# Part Fix a Tracker Mortgage



## sionnach (5 May 2011)

Hi 

Did anyone see this week's Consumer Show on RTE? Eddie Hobbs is recommending that Tracker mortgageholders consider part fixing their Tracker mortgages.

Does anyone know if Bank of Ireland offer this option?  How does it work? Does it mean that your full mortgage cannot be placed on a tracker rate again? Also, do you feel that Eddie is correct in his opinion?


----------



## Brendan Burgess (5 May 2011)

It was very strange advice and it really isn't the type of issue which is suitable for quick tips. 

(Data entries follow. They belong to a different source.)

PR #7863, opened 2026-08-23
Add optional idle.blank: power off the display without locking

eugenefvdm:
## Summary

Blanking the display has always been wired exclusively behind the session lock (`lock/Service.qml`'s `armBlankTimer`, only reachable from `beginLock()`). There's currently no way to turn the screen off on idle without also password-protecting the session — even though the pieces to do it independently (`hyprctl dispatch 'hl.dsp.dpms(...)'` via `omarchy-brightness-display off`) already exist and work fine on their own.

This adds a third, optional `idle.blank` key (seconds since idle began, alongside the existing `screensaver`/`lock`) that independently blanks the display and keyboard backlight without requesting a lock:

```json
{
  "version": 1,
  "idle": {
    "screensaver": 900,
    "blank": 1200,
    "lock": 86400
  }
}
```

- Omitting `idle.blank` keeps today's behavior exactly — blanking stays tied to the lock, byte-for-byte the same as before.
- New `bin/omarchy-system-blank` command (mirrors the existing `omarchy-system-wake`); the lock plugin's own blank step now calls it too, so there's one implementation instead of two duplicated inline commands.
- When lock is the earliest deadline, its own post-lock timer keeps owning the blank — the new idle-driven blank timer is skipped in that case so the two paths never race or double-fire.
- Any input wakes the display the same way it already cancels the screensaver or an in-progress lock (reuses the existing `omarchy-system-wake` path).

## Why

I hit this on my own machine wanting "screensaver at 15 min, display off at 20 min, no password lock" — a fairly common ask for a desktop that isn't shared. Today the only way to get there is bypassing the shell's idle system entirely and reinstalling `hypridle` alongside it with `idle.screensaver`/`idle.lock` parked at a no-op value, which is exactly the kind of thing `omarchy-shell`'s idle service is supposed to make unnecessary.

## Test plan

- [x] `./test/cli` — 116/116 pass
- [x] `./test/shell` — same result as unmodified `upstream/quattro` (4 pre-existing environmental failures unrelated to this change, confirmed via `git stash`); new `idle-test.sh` cases for `IdleModel.blankEnabled` pass
- [x] `omarchy system --help` lists the new `blank` command correctly under the `system` group
- [ ] Manual verification in a running session (screensaver/blank/lock sequencing, wake-on-input) — happy to do this if a maintainer wants it before review, just flagging it wasn't run in the graphical acceptance VM

### DIFF
--- a/bin/omarchy-system-blank
+++ b/bin/omarchy-system-blank
@@ -1,0 +1,9 @@
+#!/bin/bash
+
+# omarchy:summary=Turn off displays and keyboard backlight for power saving
+# omarchy:group=system
+# omarchy:name=blank
+# omarchy:examples=omarchy system blank
+
+omarchy-brightness-keyboard off
+omarchy-brightness-display off
--- a/docs/omarchy-shell.md
+++ b/docs/omarchy-shell.md
@@ -168,7 +168,7 @@ Rules:
 5. Third-party enabled ⇔ present; for full bar options that means `bar.id`.
    First-party non-bar plugins are enabled unless listed in `disabledPlugins[]`.
 6. `barWidget.allowMultiple: true` in the manifest permits multiple instances.
-7. `idle.screensaver` and `idle.lock` are seconds since user idle began.
+7. `idle.screensaver` and `idle.lock` are seconds since user idle began. `idle.blank` is optional and, when set, independently blanks the display (and keyboard backlight) at its own idle deadline without engaging the session lock — omit it to keep blanking tied to `idle.lock` as before.
 8. `version: 1` is required.
 
 `config/omarchy/shell.json` describes the fresh-install state. When no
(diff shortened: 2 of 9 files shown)


eugenefvdm:
Addressed all 5 points from the Copilot review in f8f39fb4:

1. **`blankEnabled` validation** — now applies the same finite/non-negative check as `secondsFromConfig`, so an invalid `idle.blank` value is rejected instead of silently becoming a 0-second deadline.
2. **`blank === lock` race** — the guard now compares absolute deadlines (`blankTimeoutSeconds < lockTimeoutSeconds`) instead of `lockDelaySeconds !== 0`, so it holds even when screensaver is the earliest deadline and blank/lock coincide.
3. **Visual verification** — cloned the idle/lock plugins into a running `omarchy-shell` via `omarchy plugin clone` and confirmed `omarchy-system-blank`/`omarchy-system-wake` correctly toggle real monitor DPMS state, and that the patched service's computed screensaver/lock/blank delays are correct for a live config. I wasn't able to observe the full timer-triggered sequence end-to-end — an idle-inhibit lock held by an unrelated running app on that machine (pre-existing, unrelated to this change) kept the compositor from ever reporting idle during the test window.
4. **Stale `shell/README.md` reference** — updated its duplicated idle rules list to document `idle.blank`.
5. **Hot-reload race on `blankTimer`** — `onTriggered` now rechecks `blankConfigured`, so removing `idle.blank` from `shell.json` mid-countdown can no longer fire a stray blank.

New test cases cover the `blankEnabled` validation fix.

PR #7886, opened 2026-08-23
Detach 1Password from the installer terminal

### LINKED ISSUE #7870: omarchy-install-service-1password launches 1Password without setsid, so it dies on SIGHUP when the installer terminal closes
### What happens

`omarchy-install-service-1password` opens 1Password when it finishes, but the app is terminated about a second later — as soon as the installer terminal closes. On a first install this lands in the middle of first-run initialization.

### Cause

`omarchy-install-service-1password:31` backgrounds the launch without detaching it from the terminal:

```bash
uwsm-app -- 1password >/dev/null 2>&1 &
```

`uwsm-app` does not start a new session, so the app keeps the installer terminal's controlling pty. `omarchy-show-done` then waits for a keypress; when the terminal exits, the pty hangs up and 1Password receives SIGHUP. Chromium treats SIGHUP as a graceful-shutdown request, so the app quits.

Reproduced with an instrumented process launched exactly this way:

```
uwsm-app -- victim.sh &            → tty=pts/3, receives SIGHUP when the terminal exits, dies
setsid uwsm-app -- victim.sh &     → tty=?,     survives
```

Being in its own systemd scope (`app-1password-<pid>.scope`) does not help — the pty association is independent of the cgroup.

Every other installer that opens an app already does this correctly, including the shared helper `omarchy-install-and-launch`:

```bash
setsid uwsm-app -- gtk-launch steam >/dev/null 2>&1 &   # steam, zed, signal, spotify, vscode, emacs, heroic, chatgpt
```

### Observed sequence

```
12:33:25  pacman installs 1password 8.12.32-33
12:33:25  script runs: uwsm-app -- 1password >/dev/null 2>&1 &
          first run: DB schema migrated 0 -> 61, native-messaging manifests written
12:33:26  installer terminal scope ends
12:33:26.044  1Password log: Front end event: window closed
12:33:26.045  1Password log: app will quit / shutdown requested! / starting app shutdown
12:33:26  kernel: traps: 1password[52271] trap int3 ip:558b7c70e195 in 1password[70ea195,558b77ca5000+9aa1000]
12:33:26  systemd-coredump: Process 52271 (1password) terminated abnormally with signal 5/TRAP
```

Relaunching from the app launcher works fine — that instance has no controlling terminal.

### On the SIGTRAP specifically

Per #7822, 1Password emits a Crashpad SIGTRAP as part of its normal shutdown, so the SIGTRAP here is probably incidental rather than a fault, and the notification that surfaced it is that issue's false-positive. **The bug being reported here is that the app is shut down at all**, not that it trapped.

Two recorded details differ from #7822 and I could not resolve them, so I'm flagging rather than claiming: this coredump has `si_code: SI_KERNEL` where #7822 reports `TRAP_BRKPT`, and this instance's log ends mid-teardown at `running shutdown hook: ffi/op-core-node/src/lib.rs:477` without the `Failed to prepare for requesting dump` line #7822 quotes. That may just be log truncation. No core is available either way — 1Password sets `RLIMIT_CORE=0`.

### Expected

A freshly installed 1Password stays open after the installer terminal closes.

### Fix

```bash
setsid uwsm-app -- 1password >/dev/null 2>&1 &
```

`omarchy-install-service-dropbox:12` has the same omission (`uwsm-app -- dropbox-cli start &>/dev/null &`); lower impact since `dropbox-cli start` daemonizes, but it's the same latent bug.

This is the same class as #6762 (a terminal being torn down under a process Omarchy spawned), fixed there by reordering; here the fix is detaching.

### System

omarchy 4.0.0-1, Linux 7.1.8-arch1-3, Hyprland/uwsm, 1password 8.12.32-33, 1password-cli 2.35.0-1.

---

kx0101:
Closes #7870

Launches 1Password through `setsid` after installation so closing the installer terminal does not send SIGHUP to the app. Adds a regression test that runs the real installer with stubbed dependencies and asserts the exact detached launch invocation.

Tests:
- `bash test/shell.d/launch-1password-test.sh`
- `bash -n bin/omarchy-install-service-1password test/shell.d/launch-1password-test.sh`

### DIFF
--- a/bin/omarchy-install-service-1password
+++ b/bin/omarchy-install-service-1password
@@ -28,7 +28,7 @@ echo "Installing 1Password extension for Chromium..."
 install_chromium_extension
 
 echo "Opening 1Password..."
-uwsm-app -- 1password >/dev/null 2>&1 &
+setsid uwsm-app -- 1password >/dev/null 2>&1 &
 
 echo ""
 echo "1Password has been installed. Restart Chromium to load the browser extension."
--- a/bin/omarchy-install-service-dropbox
+++ b/bin/omarchy-install-service-dropbox
@@ -9,5 +9,5 @@ echo "Adding Dropbox to the bar..."
 omarchy-plugin-enable omarchy.dropbox
 
 echo "Starting Dropbox..."
-uwsm-app -- dropbox-cli start &>/dev/null &
+setsid uwsm-app -- dropbox-cli start &>/dev/null &
 echo "See Dropbox icon behind  hover tray in top right and right-click for setup."
--- a/test/shell.d/dropbox-test.sh
+++ b/test/shell.d/dropbox-test.sh
@@ -32,3 +32,42 @@ assertEqual(
   'dropbox file metadata includes relative time and folder'
 )
 JS
+
+test_tmp=$(mktemp -d)
+trap 'rm -rf "$test_tmp"' EXIT
+
+mock_bin="$test_tmp/bin"
+launch_log="$test_tmp/launch-log"
+mkdir -p "$mock_bin"
+
+cat >"$mock_bin/omarchy-pkg-add" <<'SH'
+#!/bin/bash
+:
+SH
+
+cat >"$mock_bin/omarchy-plugin-enable" <<'SH'
+#!/bin/bash
+:
+SH
+
+cat >"$mock_bin/setsid" <<'SH'
+#!/bin/bash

It would be a very bad idea to give up a cheap tracker to fix for a short period. 

He was suggesting fixing part of your mortgage for 10 years. 

We won't know for 10 years whether he is right or not, but I would think it very unlikely. 

PTSB is giving people a 10% bonus for paying off a cheap tracker. Maybe the others will follow suit. Or maybe they will give an inducement to switch to a fixed rate. I certainly would not be recommending it.


----------



## TheJackal (6 May 2011)

There were some bargain 10 year fixed mortgages this time last year but they're long gone.

Tracker with a good +ECB rate is nearly always best value over lifetime of mortgage. 

Wonder when they show was made before actually being broadcast? Didn't see it myself. Seems poor advice.


----------



## Gekko (6 May 2011)

I genuinely don't think he gets the point...he seems to be of the school that once a fixed rate starts to beat a tracker rate, you're in the money.

This is obviously nonsense, as it's the average rates for the period that you need to look at.

I'm on an ECB + 0.5% tracker, and in my view any alteration of this would be lunacy.  If I had the outstanding mortgage amount in cash tomorrow, I'd stick it on deposit.  And if someone blandly advised me to fix even a portion of the mortgage, I think I'd laugh at them.


----------



## Knuttell (7 May 2011)

Is it even possible too part fix a tracker mortgage?


----------



## mcaul (9 May 2011)

I don't think they took into account the amount of extra money you pay until such time the ecb rates catches up with the fixed rate.

say 10 year fixed at 5.5% v 1% tracker.

The ECB rate would need to head to 4.5% fairly quickly and stay over 4.5% til the end of the 10 year period which in reality is very very doubtful.

If you've got a tracker - keep it intact.


----------